Cascade — Call a cheap model first. If it returns a low-confidence response, re-run with a stronger model.
Capability-based — Route by what the task requires: vision → multimodal model, code → code-optimized model, reasoning → reasoning model.
What to measure
Route quality degrades silently. You need evals on the routed distribution, not just the full-model baseline. If routing sends 70% of traffic to a cheap model and that model fails on 10% of those cases, you have a real quality problem that aggregate metrics will not surface.
Observability
You cannot optimize what you cannot see. At scale, inference is a cost center with hidden structure — the same agent call can vary 10× in cost depending on cache state, model selection, and context length.
What to instrument
| Signal | Why it matters |
|---|---|
| Tokens in / tokens out per call | Primary cost driver |
| Cache hit rate | Measures caching effectiveness |
| Time to first token (TTFT) | Perceived latency for streaming |
| Total generation time | Batch job throughput |
| Model used per request | Routing effectiveness |
| Error rate by model | Reliability comparison |
| Cost per user session | Unit economics signal |
Tooling
- LangSmith — Tracing for LangChain-based agents; native span tracking
- Langfuse — Open-source, self-hostable, model-agnostic
- Helicone — Proxy-based; works with any OpenAI-compatible API
- Braintrust — Combines tracing and evals in one platform
- Custom span logging — For non-framework agents, structured JSON logs with trace IDs are often enough
The minimum viable setup: log every LLM call with model, token counts, latency, and a session ID. That alone tells you 80% of what you need to know.
Production Reality
Managed APIs have outages. OpenAI, Anthropic, and Google have all had multi-hour incidents. If your product depends on a single provider, design a fallback model or a graceful degradation path. The fallback does not need to be equivalent — it just needs to keep the product functional.
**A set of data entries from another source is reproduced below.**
PR #1604, opened 2016-01-07
PetRenderer.scala modernisation

puzzleddev:
I replaced the old way to identify players, using their name with the new way to identify players, using their UUID.
This means that even when the player changes their username.

Also answered the age old (about half a year) question about how to test if the player is in an inventory.


fnuecke:
Looks good I guess - this works in SSP and SMP?

Also I assume the second Izaya is Wobbo? Plus a single small PR like that doesn't quite justify an entry in that list, I'm afraid ;-)

Will test and merge as soon as I can. Squashing would be appreciated.

puzzleddev:
Yes I tested on both and sorry, just left some debug code in it. Will change as soon as possible.

puzzleddev:
First off sorry I didn't reply mainly because the Telekom decided I didn't deserve internet. I feel I need to create a new pull request because something seems to be quite corrupted about it and my local repo.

Caching requires stable prefixes. If your system prompt includes timestamps, user IDs, or any dynamic content before the cacheable block, you will never get a cache hit. Structure prompts so all static content comes first, dynamic content last.
Routing adds latency at the classification step. A classifier that takes 200ms to route a request has already spent 200ms before inference starts. Use lightweight classifiers — small local models, keyword heuristics, or routing by request metadata — rather than full LLM calls.
Observability is non-negotiable for billing disputes. At scale, provider invoices will occasionally be wrong or surprising. Your own token logs are the only way to reconcile them.